**EXERCISE DETAILS**.
Every entry needs to be given again exactly as it reads.

Top of MATERIAL TO PROCESS

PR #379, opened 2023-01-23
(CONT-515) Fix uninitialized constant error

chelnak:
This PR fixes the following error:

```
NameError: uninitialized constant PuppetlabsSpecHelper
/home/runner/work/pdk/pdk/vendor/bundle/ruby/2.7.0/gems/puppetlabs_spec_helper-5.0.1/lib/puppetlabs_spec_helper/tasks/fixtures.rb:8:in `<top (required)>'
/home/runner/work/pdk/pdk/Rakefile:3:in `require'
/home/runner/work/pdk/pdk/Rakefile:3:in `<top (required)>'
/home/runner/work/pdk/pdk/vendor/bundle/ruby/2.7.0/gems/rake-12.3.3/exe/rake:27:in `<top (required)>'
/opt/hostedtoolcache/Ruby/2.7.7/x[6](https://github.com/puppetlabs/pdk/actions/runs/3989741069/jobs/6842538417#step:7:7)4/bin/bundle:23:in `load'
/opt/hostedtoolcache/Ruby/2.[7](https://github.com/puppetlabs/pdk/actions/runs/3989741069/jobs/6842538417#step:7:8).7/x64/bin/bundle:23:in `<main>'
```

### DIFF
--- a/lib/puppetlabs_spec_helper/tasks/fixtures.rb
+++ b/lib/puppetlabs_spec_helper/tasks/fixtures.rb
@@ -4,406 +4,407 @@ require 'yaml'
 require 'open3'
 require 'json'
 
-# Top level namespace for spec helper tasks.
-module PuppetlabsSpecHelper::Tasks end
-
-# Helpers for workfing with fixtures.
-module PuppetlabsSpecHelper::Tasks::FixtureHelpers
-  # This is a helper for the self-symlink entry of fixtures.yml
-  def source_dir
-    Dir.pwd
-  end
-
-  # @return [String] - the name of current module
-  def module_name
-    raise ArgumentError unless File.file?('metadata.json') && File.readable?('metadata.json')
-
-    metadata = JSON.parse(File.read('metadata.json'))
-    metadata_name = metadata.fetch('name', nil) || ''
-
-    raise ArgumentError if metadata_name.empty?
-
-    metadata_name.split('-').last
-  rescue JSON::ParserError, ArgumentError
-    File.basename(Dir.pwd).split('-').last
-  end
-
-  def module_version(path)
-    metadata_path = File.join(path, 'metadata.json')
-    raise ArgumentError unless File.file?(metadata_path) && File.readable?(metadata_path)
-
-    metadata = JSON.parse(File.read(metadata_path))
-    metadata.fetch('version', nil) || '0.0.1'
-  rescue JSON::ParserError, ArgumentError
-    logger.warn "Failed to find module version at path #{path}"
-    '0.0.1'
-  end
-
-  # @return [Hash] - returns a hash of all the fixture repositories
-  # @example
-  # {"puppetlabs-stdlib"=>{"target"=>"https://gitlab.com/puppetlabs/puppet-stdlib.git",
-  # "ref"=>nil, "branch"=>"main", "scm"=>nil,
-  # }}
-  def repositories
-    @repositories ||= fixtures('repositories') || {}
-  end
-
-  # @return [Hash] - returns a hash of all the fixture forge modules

Bottom of MATERIAL TO PROCESS

**TASK RESULT**.
PR #379, opened 2023-01-23
(CONT-515) Fix uninitialized constant error

chelnak:
This PR fixes the following error:

```
NameError: uninitialized constant PuppetlabsSpecHelper
/home/runner/work/pdk/pdk/vendor/bundle/ruby/2.7.0/gems/puppetlabs_spec_helper-5.0.1/lib/puppetlabs_spec_helper/tasks/fixtures.rb:8:in `<top (required)>'
/home/runner/work/pdk/pdk/Rakefile:3:in `require'
/home/runner/work/pdk/pdk/Rakefile:3:in `<top (required)>'
/home/runner/work/pdk/pdk/vendor/bundle/ruby/2.7.0/gems/rake-12.3.3/exe/rake:27:in `<top (required)>'
/opt/hostedtoolcache/Ruby/2.7.7/x[6](https://github.com/puppetlabs/pdk/actions/runs/3989741069/jobs/6842538417#step:7:7)4/bin/bundle:23:in `load'
/opt/hostedtoolcache/Ruby/2.[7](https://github.com/puppetlabs/pdk/actions/runs/3989741069/jobs/6842538417#step:7:8).7/x64/bin/bundle:23:in `<main>'
```

### DIFF
--- a/lib/puppetlabs_spec_helper/tasks/fixtures.rb
+++ b/lib/puppetlabs_spec_helper/tasks/fixtures.rb
@@ -4,406 +4,407 @@ require 'yaml'
 require 'open3'
 require 'json'
 
-# Top level namespace for spec helper tasks.
-module PuppetlabsSpecHelper::Tasks end
-
-# Helpers for workfing with fixtures.
-module PuppetlabsSpecHelper::Tasks::FixtureHelpers
-  # This is a helper for the self-symlink entry of fixtures.yml
-  def source_dir
-    Dir.pwd
-  end
-
-  # @return [String] - the name of current module
-  def module_name
-    raise ArgumentError unless File.file?('metadata.json') && File.readable?('metadata.json')
-
-    metadata = JSON.parse(File.read('metadata.json'))
-    metadata_name = metadata.fetch('name', nil) || ''
-
-    raise ArgumentError if metadata_name.empty?
-
-    metadata_name.split('-').last
-  rescue JSON::ParserError, ArgumentError
-    File.basename(Dir.pwd).split('-').last
-  end
-
-  def module_version(path)
-    metadata_path = File.join(path, 'metadata.json')
-    raise ArgumentError unless File.file?(metadata_path) && File.readable?(metadata_path)
-
-    metadata = JSON.parse(File.read(metadata_path))
-    metadata.fetch('version', nil) || '0.0.1'
-  rescue JSON::ParserError, ArgumentError
-    logger.warn "Failed to find module version at path #{path}"
-    '0.0.1'
-  end
-
-  # @return [Hash] - returns a hash of all the fixture repositories
-  # @example
-  # {"puppetlabs-stdlib"=>{"target"=>"https://gitlab.com/puppetlabs/puppet-stdlib.git",
-  # "ref"=>nil, "branch"=>"main", "scm"=>nil,
-  # }}
-  def repositories
-    @repositories ||= fixtures('repositories') || {}
-  end
-
-  # @return [Hash] - returns a hash of all the fixture forge modules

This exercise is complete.